Task prompt: Within the listing, how many lines hold the word "send"? Give the number by itself.

Supplied material:
PR #4572, opened 2020-12-17
CR#1083100: dma check for size zero

sarab96:
dma check for size zero


maxzhen (commented):
what will happen if driver sees zero size IO request? if it'll cause driver to hang/crash/etc, then we have to fix this in driver. Otherwise, a non-privileged user can send DMA request directly down to driver without going through xclSyncBO() and will harm the whole system. if driver can handle this gracefully, then there is no need to fix anything in xclSyncBO(), right?

sarab96:
xclSyncBO gives error. error code -5 is returned. So I think xclSyncBO level change should be fine.
> what will happen if driver sees zero size IO request? if it'll cause driver to hang/crash/etc, then we have to fix this in driver. Otherwise, a non-privileged user can send DMA request directly down to driver without going through xclSyncBO() and will harm the whole system. if driver can handle this gracefully, then there is no need to fix anything in xclSyncBO(), right?

maxzhen (approved):

PR #4573, opened 2020-12-17
refine iops test print result

mamin506:
1. Remove empty line
2. Format "Maximum IOPS: %d"


maxzhen:
can we change iops in Format "Maximum iops: %d" to be upper case?

maxzhen (approved):

PR #5149, opened 2021-04-23
XRT-894 simplify QSFP sysfs interface

xdavidz:
make QSFP interface much more simpler. Will update test script and report here shortly.

All unit test passed, documented in https://jira.xilinx.com/browse/XRT-894.
Waiting for Alan to confirm if there is only one lower page0 as 128 bytes.
dynamic define n sysfs node will come after this PR.

Confluence page for how to use qsfp sysfs:
https://confluence.xilinx.com/display/~davidzha/QSFP+sysfs+layout

### DIFF
--- a/src/runtime_src/core/pcie/driver/linux/xocl/subdev/xmc.c
+++ b/src/runtime_src/core/pcie/driver/linux/xocl/subdev/xmc.c
@@ -414,8 +414,7 @@ struct xmc_pkt {
 };
 
 /* QSFP related macros */
-#define CMC_OP_READ_QSFP_MAXLEN		128 /* In bytes */
-#define CMC_OP_WRITE_QSFP_MAXLEN	13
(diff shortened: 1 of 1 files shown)


maxzhen (approved):
This looks good. Just a few comments:
1. See if we can create sysfs node in a loop so that we can change the number of ports easier later?
2. Please confirm w/ Alan that, for diag node, there will ever be only one lower page and each page is 128 byte (never change).

houlz0507 (approved):

xdavidz:
> This looks good. Just a few comments:
> 
> 1. See if we can create sysfs node in a loop so that we can change the number of ports easier later?
> 2. Please confirm w/ Alan that, for diag node, there will ever be only one lower page and each page is 128 byte (never change).

All unit test passed, documented in https://jira.xilinx.com/browse/XRT-894.
Waiting for Alan to confirm if there is only one lower page0 as 128 bytes.
dynamic define n sysfs node will come after this PR.

PR #5150, opened 2021-04-23
CR-1096410: Adding the unique device ID to the names of the devices in the OpenCL Profile Summary

jvillarre:
This pull request changes the OpenCL profile summary to print out the device name as <shell>-<deviceID>.  This allows us to distinguish between multiple devices with the same shell.

### DIFF
--- a/src/runtime_src/xdp/profile/database/static_info_database.cpp
+++ b/src/runtime_src/xdp/profile/database/static_info_database.cpp
@@ -194,7 +194,7 @@ namespace xdp {
     std::vector<std::string> deviceNames ;
     for (auto device : deviceInfo)
     {
-      deviceNames.push_back((device.second)->deviceName) ;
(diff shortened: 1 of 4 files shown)


pgschuey (approved):
I approve as long as these changes work well with perf_analyze.

src/runtime_src/xdp/profile/database/static_info_database.cpp
```diff
@@ -194,7 +194,7 @@ namespace xdp {
     std::vector<std::string> deviceNames ;
     for (auto device : deviceInfo)
     {
-      deviceNames.push_back((device.second)->deviceName) ;
+      deviceNames.push_back((device.second)->getUniqueDeviceName()) ;
```
keryell, line 197: Since you are here...
```suggestion
      deviceNames.push_back(device.second->getUniqueDeviceName()) ;
```

PR #5160, opened 2021-04-26
xbutil/xbmgmt: Fixed previous line escape sequence

rozumx:
Unfortunately, not all terminals support the previous line escape sequence.  Updated the code base to instead perform the following action: "carriage return" followed by a "cursor up"

This PR fixes:
  CR-1096046 - xbutil2 validate and xbmgmt2 dump to a file print multiple status lines in console


AShivangi (approved):
Thanks for making these changes! Tested and approved

PR #5163, opened 2021-04-27
CR-1058379 Need ability to compare XRT version at compile-time

stsoe:
Add XRT_VERSION_CODE and macro XRT_VERSION(major, minor) to version.h.
Allows code to compile-time or run-time compare per CR request.

```
if (XRT_VERSION_CODE > XRT_VERSION(2, 5))
  ...;
else
  ...;
```

```
#if XRT_VERSION_CODE > XRT_VERSION(2, 5)
  ...;
#else
  ...;
#endif
```

Patch version (build number) comparison is not supported.


rozumx (approved):

As always, simple and elegant.

PR #5166, opened 2021-04-28
CR-1083145 XRT API to report interface UUID for 2RP shell

stsoe:
xrt::device param to retrieve interface uuid from device

```
xrt::device device = ...;
auto uuid = device.get_info<xrt::info::device::interface_uuid>();
std::cout << "interface uuid: " << uuid.to_string() << "\n";
```

See also `XRT/tests/xrt/query/main.cpp`


uday610 (approved):
Nice !! Thanks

Response: 2